A Paraíba registrou 32 vítimas de feminicídio em 2025, segundo dados do Sistema Nacional de Informações de Segurança Pública (Sinesp), do Ministério da Justiça e Segurança Pública. O número representa um aumento de 23% em relação a 2024, quando foram contabilizadas 26 mortes de mulheres em razão do gênero. Os dados ainda são parciais, já que Alagoas, Paraíba, Pernambuco e São Paulo não enviaram todas as informações referentes ao mês de dezembro.
Em números absolutos, a Paraíba aparece como o 11o estado com menor quantidade de vítimas no país e o quarto menor do Nordeste. Quando analisada a taxa proporcional, no entanto, o cenário se altera. Com índice de 0,81 caso de feminicídio por 100 mil habitantes, o estado ocupa a 13a posição no ranking nacional e a quarta colocação entre os estados nordestinos. A taxa paraibana fica acima da média nacional, que chegou a 0,72 caso por 100 mil habitantes em 2025, o maior índice registrado nos últimos 10 anos.
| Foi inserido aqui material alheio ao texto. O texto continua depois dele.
PR #2254, opened 2016-12-13
Ensure monit stays up

obino:
Since we rely on Monit for most of our AppServers and Services, we need
to make the best effort to keep it running in spite of OOM and similar
conditions.


obino:
OCD run https://ocd.appscale.com:8080/job/Daily%20Build/2386/

PR #2259, opened 2016-12-15
If rebalance fails, try next largest diff

cdonati:
Nodetool is sometimes unable to collect a sample of keys on the node that we want to move load from. This branch allows the rebalance script to try moving data from another machine instead of doing nothing.


cdonati:
https://ocd.appscale.com:8080/job/Daily%20Build/2401/

PR #2261, opened 2016-12-16
Fix git status check for Java AppServer

cdonati:


cdonati:
https://ocd.appscale.com:8080/job/Daily%20Build/2405/

PR #2263, opened 2016-12-21
Check status code when fetching public IP

cdonati:
This was previously using the 404 template returned by Google as the IP address when trying to fetch AWS's metadata URL.


obino:
There is a constant in HelperFunctions called IP_OR_FQDN that may be used to validate the String as an IP or name. We could add them to the returned values.

PR #2268, opened 2017-01-05
Include options and facility arguments for syslog

cdonati:
The interpreter will still handle the function call without the additional arguments, but since the official documentation specifies 3 required arguments, some tools complain about it.


cdonati:
https://ocd.appscale.com:8080/job/Daily%20Build/2456/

No recorte regional, os dados apontam crescimento mais acentuado nas regiões Norte e Nordeste. Estados dessas duas regiões concentram as maiores altas percentuais em 2024 e 2025, em um contexto no qual 15 unidades da Federação registraram aumento nos casos de feminicídio ao longo do ano. Em contrapartida, 11 estados apresentaram redução no número de ocorrências no mesmo período.
São Paulo lidera o ranking nacional em números absolutos, com 233 casos registrados, seguido por Minas Gerais, com 139, e Rio de Janeiro, com 104. Além dos casos consumados, o número de tentativas de feminicídio também cresceu. Em 2025, foram registradas 3.702 tentativas, uma variação de 16,3% em relação ao ano anterior. No acumulado de seis anos, o país soma mais de 15 mil tentativas.
No cenário nacional, o Brasil atingiu um novo recorde em 2025, com ao menos 1.470 feminicídios registrados de janeiro a dezembro. O total supera os 1.464 casos de 2024, que até então representavam a maior marca da série histórica. Mesmo sem a consolidação completa dos dados de dezembro em quatro estados, os números indicam uma média de quatro mulheres assassinadas por dia em contextos de violência doméstica, familiar ou motivados por discriminação de gênero.
Criada em 2015, a tipificação do feminicídio passou a diferenciar os homicídios de mulheres motivados por violência doméstica, familiar ou discriminação de gênero. Naquele primeiro ano de vigência da lei, foram registrados 535 casos. A comparação com os dados de 2025 aponta um crescimento de 316% em uma década. De 2020 a 2025, o país contabilizou 8.557 vítimas, com aumento de 9,1% no período.
Em 2024, a legislação foi alterada com o endurecimento das penas para o crime. A nova lei elevou a punição para o feminicídio, estabelecendo pena mínima de 20 anos e máxima de 40 anos de prisão, a mais alta prevista no Código Penal brasileiro. A norma também prevê aumento de pena em situações específicas, como quando o crime é cometido na presença de familiares, contra gestantes, crianças ou pessoas idosas.
*Matéria publicada originalmente na edição impressa do dia 21 de janeiro de 2026.